Co relational method will be used to
analyze and determine the relation
ship of two or more factors in the
hypotheses for example: stock
availability and customer satisfaction.

Deduction
Deduction is the process of
arriving at conclusions by
interpreting the meaning of
results of the data analysis.
Other Types of Research
Case studies and action research
are sometimes used to study
certain types of issues.
1. Case Studies
2. Action Research

Case Studies
Case studies involve in depth, contextual analyses of
similar situations in the other organizations, where
the nature and definition of the problem happen to
be the same as experienced in the current situation.

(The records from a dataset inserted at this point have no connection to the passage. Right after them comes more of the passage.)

PR #54, opened 2020-09-15
chore(.github/deploy): use spec-prod action

sidvishnoi:
I've created a GitHub action ([spec-prod](https://github.com/sidvishnoi/spec-prod/)) that can build Bikeshed (as well as ReSpec) specs, validate them, and deploy the built version to GitHub pages or /TR/. 

I'm hoping we could use a single GitHub action across all W3C specs, rather than every repo creating their own workflows. Presently, I'm sending PRs to a few repositories so we can test it out and fix issues, if any. Please let me know if it is a welcome change.

You can view [sample commits](https://github.com/sidvishnoi/w3c-deploy-test/commits/gh-pages) by this action, and also a [sample deploy run](https://github.com/sidvishnoi/w3c-deploy-test/runs/1117589659).

This PR also enables the action to run as a pull request validator (it presently checks for broken hyperlinks and markup issues). The deployment is done only on push to the default GitHub branch.

~Caveat: The action presently deploys all files to gh-pages (See https://github.com/sidvishnoi/spec-prod/issues/2).~
Edit: The action now deploys only the required files to gh-pages.


jgraham:
I think @foolip might be the most qualified to review this.

.github/workflows/deploy.yml
```diff
@@ -1,21 +1,13 @@
...
-        python-version: 3.8
-    - run: pip install bikeshed
-    - run: bikeshed update
-    - run: bikeshed spec
-    - run: mkdir out && mv index.html out/
-    - uses: peaceiris/actions-gh-pages@v3
-      with:
-        github_token: ${{ secrets.GITHUB_TOKEN }}
-        publish_dir: out
+        GH_PAGES_BRANCH: gh-pages
```
foolip, line 13: Is this really needed, doesn't this variable have a default value?

foolip:
Centralizing spec build stuff into a shared action makes a lot of sense to me.

How many specs are already using this, and what is the reliability of it? Since it installs some dependencies over the network, I assume it sometimes fails with network errors. Are there retries when this happens?

.github/workflows/deploy.yml
sidvishnoi: This variable does two things: enables gh pages deployment as well as specify the branch. Not having a default value as not everyone wants to deploy built version to gh-pages

sidvishnoi:
> How many specs are already using this, and what is the reliability of it?

Presently, [4](https://github.com/search?l=YAML&q=org%3Aw3c+spec-prod&type=Code), all ReSpec based. None are using GitHub pages deployment yet. So, I wanted to start with this spec as first Bikeshed spec if you're comfortable. 

For added safety, it might be GOOD to set `GH_PAGES_BRANCH` to some other branch (and not deploy it to w3c.github.io) and check if things are working fine ([they are in my tests](https://github.com/sidvishnoi/w3c-deploy-test/commits/gh-pages)) and then switch to a real gh-pages branch.

> Since it installs some dependencies over the network, I assume it sometimes fails with network errors. Are there retries when this happens?

It can occasionally fail and there are no retries. But as the whole action is _atomic_, you can re-trigger a run from GitHub Actions UI manually ([docs](https://docs.github.com/en/free-pro-team@latest/actions/managing-workflow-runs/re-running-a-workflow)).

.github/workflows/deploy.yml
foolip: I see, that makes sense!

foolip:
@sidvishnoi I'm happy to try this experimentally and report back problems if you think you'll be around to investigate. I think it's inevitable that some retry mechanism will be needed, nothing that depends on network services ends up being reliable at scale, but yet reliable enough that people assume it will work and have no idea what to do when it doesn't. When we do see these errors, would you be able to add mitigations as needed?

sidvishnoi:
> I'm happy to try this experimentally

I think it would be good to create another workflow and and set the `GH_PAGES_BRANCH` to something else. During the testing phase, we can keep both workflows and let them run independently. I will update the PR if you prefer this approach instead.

> it's inevitable that some retry mechanism will be needed

Agree. Though, as long as we can re-run a failed job with a few clicks, I think it's acceptable.

>  When we do see these errors, would you be able to add mitigations as needed?

I certainly hope so :slightly_smiling_face: 
I'll add contributing guides (and maybe some tests also) soon, in case I'm not available.

foolip:
Sorry for the delay, @sidvishnoi! I'd like to just go ahead and try this, and just fix things on master until it works.

Could you rebase this change so that we can see it working once more before I go ahead and merge it?

sidvishnoi:
@foolip Can we put this on hold for a little longer? I'm not fully available to fix potential issues in spec-prod right now. I'll update here when I'm back.

foolip:
@sidvishnoi sure no problem, just let me know.

sidvishnoi:
Forgot about this PR 😄.
`spec-prod` is stable enough now and under general use.

Renamed workflow file to `auto-publish.yml`, as we plan for all specs under W3C org. Would advice keeping this PR open for 2-3 more days, as we plan to rename `w3c/spec-prod` to `w3c/auto-publish`.

foolip (approved):
I'm going to merge this and see what happens. https://github.com/w3c/webdriver-bidi/pull/105 makes the same changes, but if it doesn't work I'll revert or fix.

foolip:
Deploy worked in https://github.com/w3c/webdriver-bidi/commit/25c12f07b2030a50d50616476bc0b85544c124f8 with no unexpected changes. Success! Thanks @sidvishnoi!

PR #56, opened 2020-09-16
Define how to respond with an error

jgraham:
The main difficulty here is that if we get a command with an invalid id, it's
unclear what to return in the id field. This chooses to return null in that case.

***
<a href="https://pr-preview.s3.amazonaws.com/w3c/webdriver-bidi/pull/56.html" title="Last updated on Oct 20, 2020, 1:54 PM UTC (03e5129)">Preview</a> | <a href="https://pr-preview.s3.amazonaws.com/w3c/webdriver-bidi/56/6c72ee4...03e5129.html" title="Last updated on Oct 20, 2020, 1:54 PM UTC (03e5129)">Diff</a>

### DIFF
--- a/index.bs
+++ b/index.bs
@@ -128,6 +128,7 @@ EmptyParams = { *text }
 <pre class="cddl local-cddl">
 Message = (
   CommandResponse //
+  ErrorResponse //
   Event
 )
 
@@ -137,23 +138,15 @@ CommandResponse = {
   *text => any
 }
 
-ResponseData = (
-  Error //
-  CommandResult
-)
-
-Error = {
+ErrorResponse = {
+  id: uint / null,
   error: (
     "unknown error" /
     "unknown method" /
     "invalid argument"
   ),
   message: text,
-  stacktrace: text,
-}
-
-CommandResult = {
-  value: ResultData,
+  stacktrace?: text,
 }
 
 ResultData = (
@@ -367,9 +360,9 @@ To <dfn>process a command</dfn> given |data|:
       the <code>method</code> property of |data|.
 
    1. If |command| is not in the [=set of all command names=], return an
-      [=Error=] with [=error code=] [=unknown command=].
+      [=error=] with [=error code=] [=unknown command=].
 
-   1. Return an [=Error=] with [=error code=] [=invalid argument=].
+   1. Return an [=error=] with [=error code=] [=invalid argument=].
 </div>
 
 Transport {#transport}
@@ -543,7 +536,7 @@ To <dfn>handle an incoming message</dfn> given a [=WebSocket connection=]
     Issue: Should we instead close |connection| with [=status
     codes|status code=] 1003, or [=respond with an error=]?
 
- 2. [=Assert=]: |data| is a [=scalar value string=], because the
+ 1. [=Assert=]: |data| is a [=scalar value string=], because the
      WebSocket [=handling errors in UTF-8-encoded data=] would already
      have [=fail the WebSocket connection|failed the WebSocket
      connection=] otherwise.
@@ -551,21 +544,13 @@ To <dfn>handle an incoming message</dfn> given a [=WebSocket connection=]
     Issue: Nothing seems to define what [=status codes|status code=]
     is used for UTF-8 errors.
 
- 3. Let |parsed| be the result of [=parse JSON into Infra
-    values|parsing JSON into Infra values=] given |data|. If this
-    throws an exception, then [=respond with an error=] given
-    |connection| and [=error code=] [=invalid argument=], and finally
-    return.
-    <!-- corresponds to Parse error (-32700) in JSON-RPC -->
-
- 5. Let |result| be the result of [=process a command|processing a
+ 1. Let |result| be the result of [=process a command|processing a
     command=] given |data|.
 
- 6. If |result| is an [=Error=], then [=respond with an error=] given
-    |connection|, |result|, and |parsed|["<code>id</code>"], and finally
-    return.
+ 1. If |result| is an [=error=], then [=respond with an error=] given
+    |connection|, |data|, and |result|'s [=error code=], and finally return.
 
- 7. Let |response| be a new [=map=] with the following properties:
+ 1. Let |response| be a new [=map=] with the following properties:
 
    <dl>
       <dt>"id"</dt>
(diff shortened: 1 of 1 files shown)


jgraham:
This depends on #50 so we can't land it before that, but since the error parts weren't defined I made a quick PR.

index.bs
```diff
@@ -514,12 +514,30 @@ To <dfn>handle an incoming message</dfn> given a [=WebSocket connection=]
...
 To <dfn>respond with an error</dfn> given a [=WebSocket connection=]
-|connection| and an [=error code=] |code|:
+|connection|, |command id| and |error code|:
 
- 1. Issue: Form a valid JSON |errorObject| given |code|.
+ 1. If |command id| is not a number, let |command id| be null.
 
- 2. [=Send a WebSocket message=] comprised of |errorObject| over
-    |connection|.
+ 1. Let |error data| be a new map matching the <code>Error</code> production in
```
whimboo, line 521: Is it expected that every step has `1.` assigned to it? Maybe it will be correctly displayed in the rendered page?

index.bs
```diff
@@ -514,12 +514,30 @@ To <dfn>handle an incoming message</dfn> given a [=WebSocket connection=]
...
+ 1. Set the value of <code>id</code> on |error data| to |command id|.
+
+ 1. Assert: |error data| matches the <code>CommandResponse</code> definition in
+    the [=local end definition=].
+
+ 1. Let |response| be the result of [=serialize JSON to bytes|serializing JSON
+    to bytes=] given |error data|.
+
+ 1. Let |serialized| be the result of [=serialize JSON to
+    bytes|serializing JSON to bytes=] given |response|.
```
whimboo, line 538: Does that mean we serialize the `error data` twice?

index.bs
```diff
@@ -126,7 +126,7 @@ Message = (
 )
 
 CommandResponse = (
-  id: uint,
+  id: uint?,
```
bwalderman, line 129: A command response message, by definition, must always have an ID. Can the definitions be split up / reworked so that command responses always have a valid ID and errors have an optional ID? The meaning may end up being the same, but I think this will ultimately be more clear to readers.

bwalderman: Also, I think this should be `uint / null`.

bwalderman (changes requested):

index.bs
jgraham: Yep, Markdown will render it with the correct numbers.

index.bs
jgraham: Good catch.

index.bs
jgraham: Makes sense, fixed.

index.bs
```diff
@@ -122,31 +122,24 @@ EmptyParams = { *text }
...
+CommandResponse = {
   id: uint,
-  ResponseData,
-)
-
-ResponseData = (
-  Error //
-  CommandResult
-)
+  value: ResultData,
```
foolip, line 131:
```suggestion
  result: ResultData,
```

I see it was already `value` in the schema and this is just moving things around, but this seems like an unnecessary divergence from existing protocols and https://www.jsonrpc.org/specification#response_object. Happy to file an issue if you don't want to change it in this PR.

index.bs
whimboo: Could we then stay in sync with the rest of the spec. Under `incoming message` the numbering is incremented for each step.

jgraham: Yeah, I'm slowly converting everything to the `1.` style. We will end up with something consistent, but I don't want to add that to this PR (could be a good candidate for a small editorial PR though)

index.bs
```diff
@@ -514,12 +507,23 @@ To <dfn>handle an incoming message</dfn> given a [=WebSocket connection=]
 
 <div algorithm>
 To <dfn>respond with an error</dfn> given a [=WebSocket connection=]
-|connection| and an [=error code=] |code|:
+|connection|, |command id| and |error code|:
 
- 1. Issue: Form a valid JSON |errorObject| given |code|.
+ 1. If |command id| is not a number, let |command id| be null.
```
foolip, line 512: Our handling of invalid id seems a bit broken/incomplete still. If the number wasn't in the CDDL `uint` range, should we send back that number, or null? I think null would make sense, but I don't think spec makes it so.

This algorithm ("respond with an error") is called by "handle an incoming message", but that just parses JSON and doesn't try to interpret the `id` member. Then we have "Match data against the remote end definition" in "process a command" which operates on the unparsed scalar value string, and that would fail if the id isn't a CDDL `uint`. However, it doesn't extract a known-to-be-uint id if something else in the schema didn't match.

Overall, that we both parse the message payload as JSON and interpret it per CDDL seems suspect, and probably not how one would implement this.

If fixing this in this PR is too much, then a follow-up issue would be OK.

index.bs
```diff
@@ -514,12 +507,23 @@ To <dfn>handle an incoming message</dfn> given a [=WebSocket connection=]
...
 
- 2. [=Send a WebSocket message=] comprised of |errorObject| over
-    |connection|.
+ 1. Let |error data| be a new map matching the <code>ErrorResponse</code>
```
foolip, line 514: Is this a https://infra.spec.whatwg.org/#maps?

Unfortunately, Infra's [serialize JSON to bytes](https://infra.spec.whatwg.org/#serialize-json-to-bytes) doesn't actually work, as it takes a JS value. https://github.com/whatwg/infra/issues/159 tracks (I think) adding more stuff to allow serializing Infra values. I've asked there. A TODO somewhere around here would be good.

foolip (approved):
LGTM % questions and nits

index.bs
jgraham: This was designed to match WebDriver/HTTP. Let's discuss in an issue.

foolip: I've opened https://github.com/w3c/webdriver-bidi/issues/58.

index.bs
foolip: I was wrong and have filed https://github.com/whatwg/infra/issues/336.

jgraham: I tried to fix this a bit. It's definitely not perfect but it's at least not as wrong.

jgraham (commented):
I ended up making a bit of a bigger change in response to the review comments so you may want to look again.

bwalderman (approved):

index.bs
```diff
@@ -543,54 +544,85 @@ To <dfn>handle an incoming message</dfn> given a [=WebSocket connection=]
...
+    production in the [=local end definition=], with the <code>id</code> field
+    set to |command id|, the <code>error</code> field set to |error code|, the
+    <code>message</code> field set to an implementation-defined string
+    containing a human-readable definition of the error that occured and the
+    <code>stacktrace</code> field optionally set to an implementation-defined
+    string containing a stack trace report of the active stack frames at the
+    time when the error occurred.
+
+ 1. Let |response| be the result of [=serialize a map as JSON=] given |error
```
foolip, line 606: We can now use https://infra.spec.whatwg.org/#serialize-an-infra-value-to-a-json-string here.

index.bs
```diff
@@ -543,54 +544,85 @@ To <dfn>handle an incoming message</dfn> given a [=WebSocket connection=]
...
- 6. If |result| is an [=Error=], then [=respond with an error=] given
-    |connection|, |result|, and |parsed|["<code>id</code>"], and finally
-    return.
+ 1. If |result| is an [=error=], then [=respond with an error=] given
+    |connection|, |data|, and |result|'s [=error code=], and finally return.
+
+ 1. Assert: |result| is a [=success=]
 
- 7. Let |response| be a new [=map=] with the following properties:
+ 1. Let |command id| and |value| be the two fields |result|'s data.
```
foolip, line 563: Alright, so this is unpacking the return value from 'Return success with (data parsed["id"], value)' elsewhere.

foolip (approved):
Looks good. Using Infra to serialize a map to JSON is an optional improvement, could just as well do it separately. You decide :)

index.bs
jgraham: Presumably we want to use "as bytes" instead.

foolip: Yes, my bad.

Case study, as a problem solving technique, is not
often undertaken in organizations because such
studies dealing with problems similar to the one
experienced by a particular organization of a
particular size and in a particular type of setting are
difficult to come by.
Action Research
The researcher begins with a problem that is already
identified and gathers relevant data to provide a
tentative problem solution.
This solution is then implemented, with the
knowledge that there may be unintended
consequences following such implementation.
The effects are then evaluated, defined and
diagnosed and the research continues on an ongoing
basis until the problem is fully resolved.